Human rights group urges government to donate unused COVID-19 vaccines

The Taiwan office of Amnesty International on Tuesday called on the government to donate surplus COVID-19 vaccine doses to developing countries, where it said only around four percent of people have been fully vaccinated.

Amnesty’s comments come after Taiwan’s Central Epidemic Command Center (CECC) said last Friday it would destroy some 278,602 unused doses of the Moderna and Pfizer-BioNTech brands that had expired.

According to the CECC, around two million doses of the Astra-Zeneca vaccine will expire by May, including about 300,000 doses at the end of March.
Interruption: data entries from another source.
PR #1874, opened 2014-03-02
feat(dateParser): add `dateParser` service

bekos:
Will appreciate if anyone is interested to review or add tests.


cyberwombat:
Shouldn't this provide support to initialize the datepicker with a string value?

PR #1875, opened 2014-03-02
Show / Hide control arrows around timepicker

BenjaminCh:
Add an optionnal parameter on timepicker object in order to control the visibility of the controls arrows.


wesleycho:
The history needs to be cleaned up on this PR.

jnels124:
is this PR ever going to be accepted?

rvanbaalen:
Not sure if we should. Why not add your own custom template or css to achieve this goal?

wesleycho:
It looks like this is already in `master` in a form with `show-spinners`.

PR #1913, opened 2014-03-09
fix(datepicker): works without ng-model

Foxandxss:
This was one of the things we needed to fix on datepicker for the next version. It just needed a guard to check that there is a ngModel present.

For the tests, well, that is a hard part. There is no difference visually on the datepicker without ng-model, the only difference now is that it doesn't throw an exception :P. So I decided to test that the actual month is showed.

Testing for actual date is pretty hard because you can't hardcode anything so I decided to check that the title is the correct one.

I had to improvise a little bit on the year one :P

Ping @bekos

### DIFF
--- a/src/datepicker/datepicker.js
+++ b/src/datepicker/datepicker.js
@@ -81,8 +81,10 @@ angular.module('ui.bootstrap.datepicker', ['ui.bootstrap.position'])
     if ( this.element ) {
       this._refreshView();
 
-      var date = ngModelCtrl.$modelValue ? new Date(ngModelCtrl.$modelValue) : null;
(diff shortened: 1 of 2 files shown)


wesleycho:
I'm not sure we should support optional ng-model on datepickers.  This looks harmless enough, but I can't forsee a situation where someone would want a datepicker but have no model attached to it.  Even so, we could just require ng-model be used, even if for dummy purposes.

I feel like a better change would just be to enforce ng-model's presence.

chrisirhc:
I agree with @wesleycho . We should probably require ngModel instead. I also don't think this is a priority for 0.13, so moving this to Backlog.

karianna:
merge conflicts as well.

Foxandxss:
This one won't be merged, i leave it open as a reminder

PR #1924, opened 2014-03-12
feat(dropdown): add alignment option

troch:
I have added "alignElements" function in position.js for aligning horizontally a target element to a host element, in the same fashion than "positionElements".

I make use of it in dropdown.js for aligning the dropdown menu with the dropdown toggle element.
`<ul class="dropdown-menu" dropdown-align="right">`
Possible dropdownAlign values are:
- left
- right
- left-auto (like left but will prevent overflowing on the right)
- right-auto (like right but will prevent overflowing on the left)
- center

The idea is -if this pull request gets accepted- to apply the same to type-ahead like first attempted in PR #1378

I have not added tests yet, please tell me if they are required.


wesleycho:
Does this only support aligning horizontally and not vertically?

Also, is there any reason why this cannot be done in CSS?

karianna:
@troch - also needs to be rebased with master

troch:
@wesleycho I think you're right, this can be done in CSS.

karianna:
Closing as invalid in that case...

RobJacobs:
@troch Check out this [plunk](http://plnkr.co/edit/XWYE6iIvYmDpwlk8K0A3?p=preview) where I've been playing around with using css to do this.

bholzer:
Am I missing something? I can't add custom classes to the typeahead dropdown unless I use a custom template (which is overkill for me), and I can't add just pass a position property to to directive for where to show the dropdown? And besides, if I am doing this in CSS, I have to use `!important` because I have to override the styles provided to the element by the directive.

I don't understand why this isn't a feature, I'm having to use hacks to work around this

PR #1950, opened 2014-03-18
typeahead: $compile match template after adding to DOM

cherbst:
This allows the template to contain custom directives which use controllers that exists somewhere up in the DOM tree.


wesleycho:
Landed as 03446c56335d5ee0970f9730af215fea1dd53f48, thanks!

PR #1952, opened 2014-03-18
fix(timepicker): Enhanced minutes/hours interaction

Akkuma:
Minutes & hours will now properly validate user input in all cases. Before both only handled 'X1' and now both validate '1X' as well. Additionally, we do not update the minutes/hours model unless needed to via non-keyboard interaction.


wesleycho:
Closing, as this is in need of rebasing on current `master` - feel free to open a new pull request with this feature with all conflicts addressed.

Issue #1837, opened 2014-02-22
Datepicker displays off the bottom of the screen


cgastin:
Since the popup for the datepicker always displays under the input, this becomes a problem when the input is at the bottom of the screen because the popup for the datepicker displays off the bottom of the screen. 

A better solution is to detect the bottom of the screen and re-position the popup above the input. 

I have actually modified v0.10.0 to do this, and will be making a pull request to fix this problem.

gitnik:
:+1: for this functionality. This render the datepicker pretty much unuseable

rvanbaalen:
@cgastin Can you provide a plunkr and confirm this is still an issue in UI Bootstrap 0.13.0?

rvanbaalen:
Closing due to inactivity. Please re-open if you can provide a plunkr and confirm this is still an issue with Angular 1.3 and UI Bootstrap 0.13.

cgastin:
Here is a plunker demonstrating the problem.  

http://plnkr.co/edit/5G45sNCYErtvIqczJRRk

While the scroll bar appears now, and the user can get to the calendar, which I don't believe was the case in earlier versions. When the calendar is going to extend past the bottom boundary of the screen then the calendar should re-position itself to above the input box the same way the datepicker does in Bootstrap.

cgastin:
Since it was closed by the owner, I can not reopen after adding the plunker. Will you reopen, or should I open a new issue.

wesleycho:
The Plunker is invalid - it was lost somewhere it looks like, and needs another reproduction.

icfantv:
Closing in favor of #4762.

PR #1838, opened 2014-02-22
fix(datepicker) - #1837 popup displays off the bottom of the screen

cgastin:
detects the popup off the bottom of the screen, and repositions the
popup above the parent element. This is a fix for #1837

PR #2060, opened 2014-04-14
fix(datepicker): position on screen

mtraynham:
Fixes Bug #1837.  This is jqlite compatible.

This solution alters the suggested positioning with the height/width of the popup element.  To achieve the offsetWidth/offsetHeight of the popup, I used the jquery trick of setting the display to block which generates the offsetWidth/offsetHeight and then set it back after calculation.

I know there is already a pull request (PR #1838) for this, but it was answered from 2 months ago, required jQuery and also didn't compensate for the left/top and right boundaries.


icfantv:
Closing in favor of #4762.

PR #3464, opened 2015-03-29
chore(rating): remove redundant validation and add unit tests

imagentleman:
Changes:

1. Unit tests for the onKeyDown method were missing (https://github.com/angular-ui/bootstrap/blob/master/src/rating/rating.js#L62) in order to get a 100% coverage.

2. Angular's HTML compiler throws an error (https://code.angularjs.org/1.2.28/docs/error/$compile/ctreq) if the required controllers are not found (the rating directive has ngModel listed as the second one on https://github.com/angular-ui/bootstrap/blob/master/src/rating/rating.js#L73). The error prevents the link method from being executed (i.e ngModel is not provided on the HTML) and the ngModelCtrl variable can never be falsy.

Working Plunker with the changes (line 3122 of ui-bootstrap.js shows the validation removed):
http://plnkr.co/edit/68xfeULwQhaHeq3W5mD1?p=preview

Plunker with the current version of the rating directive:
http://plnkr.co/edit/XBR4r3OuDSknWwgvpjPE?p=preview

Both behave the same (with and without the validation).


pkozlowski-opensource:
The quality PRs like this make me smile. Thnx @imagentleman !

imagentleman:
Wow, thanks Pawel!

realityking:
Alternatively, ngModelController could be made optional. In the past I've found that less surprising for developers.

wesleycho:
Thanks for this @imagentleman  - as @pkozlowski-opensource said, this is good work.

PR #3465, opened 2015-03-30
fix(modal): fix closing modal with click backdrop in ie8

kotaroshima:
Closing modal directive by clicking on backdrop doesn't work in IE8, since it uses `event.currentTarget` which IE8 doesn't support.

I know that this project does not officially support IE8, but my project consumes this directive and needs to support IE8.


karianna:
Unfortunately we're not supporting IE8

PR #3469, opened 2015-03-30
chore(tests): update to jasmine 2.x

### LINKED ISSUE #3458: Upgrade to Jasmine 2.2
Now using old version of karma-jasmine because our tests need some work to update to Jasmine 2.2 .

Foxandxss:
Jasmine updated to its latest version, mostly changes on the matchers.

This closes #3458


src/typeahead/test/typeahead.spec.js
```diff
@@ -620,8 +636,6 @@ describe('typeahead tests', function () {
 
       // Note that this bug can only be found when element is in the document
       $document.find('body').append(element);
-      // Extra teardown for this spec
-      this.after(function () { element.remove(); });
```
Foxandxss: Jasmine 2 doesn't allow after hooks inside `it` but they are not needed.

chrisirhc: They need to be removed somehow, so perhaps setting it on a global variable and removing it on afterEach if the variable is set?

src/buttons/test/buttons.spec.js
```diff
@@ -201,7 +201,7 @@ describe('buttons', function () {
         expect(btns.eq(1)).not.toHaveClass('active');
 
         btns.eq(0).click();
-        expect($scope.model).toEqual(undefined);
+        expect($scope.model).toBeNull();
```
chrisirhc: Shouldn't this be toBeUndefined? Or is it actually null?

src/typeahead/test/typeahead.spec.js
Foxandxss: I put both test inside a describe to do that, I got the same behavior (tests passing).

src/buttons/test/buttons.spec.js
Foxandxss: It says "undefined is not equal to null" so it is null. I guess Jasmine is more picky with undefined/null.

src/typeahead/test/typeahead.spec.js
chrisirhc: Yep, tests will always pass but this is a DOM leak, so if you keep the tests running a long time, the browser will crash.

Foxandxss: sounds good to me, I'll fix that

src/buttons/test/buttons.spec.js
chrisirhc: Yep, it is. Ok, I hope this isn't a bug. :smile:

misc/test-lib/helpers.js
```diff
@@ -1,25 +1,33 @@
...
-      this.message = function () {
-        return 'Expected \'' + angular.mock.dump(this.actual) + '\' to have focus';
-      };
-
-      return document.activeElement === this.actual[0];
+    toHaveFocus: function(util, customEqualityTesters) {
+      return {
+        compare: function(actual, expected) {
+          return {
+            pass: util.equals(document.activeElement, actual[0], customEqualityTesters)
```
chrisirhc: This is a reference check so we should probably use `===` instead of the utils equals.

src/modal/test/modal.spec.js
```diff
@@ -27,60 +27,91 @@ describe('$modal', function () {
...
-        var modalDomEls = this.actual.find('body > div.modal');
-        return modalDomEls.length === noOfModals;
-      },
+            var result = {
+              pass: modalDomEls.css('display') === 'block' && contentToCompare.html() === content
+            };
 
-      toHaveBackdrop: function() {
+            if (!result.pass) {
+              result.message = '"Expected "' + angular.mock.dump(modalDomEls) + '" to be open with "' + content + '".';
```
chrisirhc: There needs to a message for when the pass is true because the message is displayed when the condition is used with `.not`. Like if `.not.toHaveModalOpenWithContent` fails.

src/position/test/position.spec.js
```diff
@@ -16,18 +16,26 @@ describe('position elements', function () {
...
-      toBePositionedAt: function(top, left) {
-        this.message = function() {
-          return 'Expected "('  + this.actual.top + ', ' + this.actual.left +  ')" to be positioned at (' + top + ', ' + left + ')';
+    jasmine.addMatchers({
+      toBePositionedAt: function(util, customEqualityTesters) {
+        return {
+          compare: function(actual, top, left) {
+            var result = {
+              pass: util.equals(actual.top, top, customEqualityTesters) &&
+                      util.equals(actual.left, left, customEqualityTesters)
```
chrisirhc: Probably shouldn't convert these to `util.equals` either. Since they're supposed to be normal equality comparisons. I'm not sure if there's a good reason to use `util.equals` in these cases.

Foxandxss:
I updated with some of the changes. Will update the others as well, tomorrow I guess.

src/position/test/position.spec.js
Foxandxss: All the util.equals are working perfectly tho. I thought it was the recommended way by jasmine.

chrisirhc:
Good stuff. Thanks!

src/modal/test/modal.spec.js
Foxandxss: Will check. When I researched this new custom matchers for my book, I didn't see the utility on the "true" messages.

src/buttons/test/buttons.spec.js
wesleycho: IIRC, `toEqual` is the equivalent of `==`, so it could just be a not specific enough test.

Foxandxss:
I updated the matchers. About the util.equal, they work correctly using the jasmine algorithm.

src/buttons/test/buttons.spec.js
chrisirhc: Yep it is, I'm aware of that. I'm just questioning the intention of the test.

misc/test-lib/helpers.js
```diff
@@ -1,25 +1,57 @@
...
+        compare: function(actual, expected) {
+          var result = {
+            pass: actual.hasClass(expected)
+          };
 
-      return this.actual.hasClass(cls);
+          if (result.pass) {
+            result.message = 'Expected ' + actual + ' not to have the ' + expected + ' class.';
+          } else {
+            result.message = 'Expected ' + actual + ' to have the ' + expected + ' class.';
```
chrisirhc: Fyi, you can do `result.pass ? 'not ' : ''` if you want to save some lines (as above, in the original test). Not important here.

src/position/test/position.spec.js
chrisirhc: I think `util.equals` is better if it's comparison of an things that are of unknown types. It allows the user to specify custom equality testers and use them.
However, since we don't rely on any custom equality handling, I wonder if it's just a level of unnecessary indirection. @wesleycho any thoughts?

misc/test-lib/helpers.js
Foxandxss: Less lines but harder to read something like:

```result.message = 'Expected ' + actual + result.pass ? ' not ' : ' ' + to have the ' + expected + ' class.';```

chrisirhc: With parentheses and whitespace, I think it's reasonable. See the original message above.
Also note that there were quotes (`'`) around the `actual` and `expected` before this change.

chrisirhc: Again, this isn't important. Just commenting on style. If you think it's more readable, I'm fine with that. A little bit more concerned about the quotes, but also not a big issue.

wesleycho:
Can you update with current master and see if the new stuff needs to be converted over as well?

I am willing to do another review today and merge this in once it is up to date.

Foxandxss:
All is fine.

src/position/test/position.spec.js
wesleycho: It took me a bit of searching to figure this out, since it isn't on the introduction page for Jasmine.

Looking into it a little more, I think this is ok. My first instinct was that this should be changed to the simpler version, but in practice, users who are contributing wouldn't be modifying this. The Jasmine documentation in the source code mentions that this is a modification of Underscore's `isEqual` function at its heart.

wesleycho:
I'm ok with this PR as is - @chrisirhc, thoughts?

chrisirhc:
Looks good to me.

PR #3470, opened 2015-03-30
chore(travis): use latest node

Foxandxss:
Let's update travis like other libraries does :)


wesleycho:
Just to be clear - this will run everything in iojs & node simultaneously?

Foxandxss:
Yup, that would make travis test using a node 0.12 machine and a iojs machine.

realityking:
Since ui-bootstrap doesn't produce any node modules, what is the advantage of running the tests in two different node environments?

This will double the build time, which might be undesireable.

Foxandxss:
Yeah, that is right. I changed it just to bump node version. Even when we don't release node modules, we have lot of dev dependencies which could break with 0.10.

At a press conference in Taipei, Amnesty International Taiwan Secretary-General Chiu I-ling (???) said unused vaccines should not go to waste as only around 4 percent of the people in low-income countries across the world had been fully vaccinated.

The government should consider making better use of its vaccine stock by donating it to such places in need instead of letting them go to waste, she added.

Chiu’s comments reflected the annual report of Amnesty International, which notes that while booster shots were delivered to citizens of rich nations in 2021, millions in the developing countries still awaited their first jab.

The report, which was launched Tuesday, argued that “low immunization rates allowed new variants to flourish, putting us all at risk of vaccine-resistant mutations and lengthening the pandemic.”

New Power Party lawmaker Chiu Hsien-chih (???) echoed Amnesty’s stance, saying at the press event that Taiwan should make donations to countries facing vaccine shortages if it has a vaccine surplus.

Chiu added he believed that the Taiwanese people would welcome such a donation made by the government as a contribution to the international community.

CECC spokesperson Chuang Jen-hsiang (???) has said the Ministry of Foreign Affairs was looking to donate unused Astra-Zeneca vaccine does to Taiwan’s diplomatic allies.

Chuang has also mooted the possibility of the doses being given to research institutes in Taiwan.

Meanwhile, Amnesty’s deputy regional director for Southeast and East Asia Emerlynne Gil, who took part in the press conference virtually, said the group found “further deterioration in the human rights situation in Asia and the Pacific” in 2021 compared to the previous year.

For Taiwan, Amnesty’s annual report also took note of inadequate legal protections for Indigenous peoples from mining operations in areas designated as traditional grounds for dwelling and hunting, as well as discriminative COVID-19 measures that curbed only migrant workers’ freedom of movement.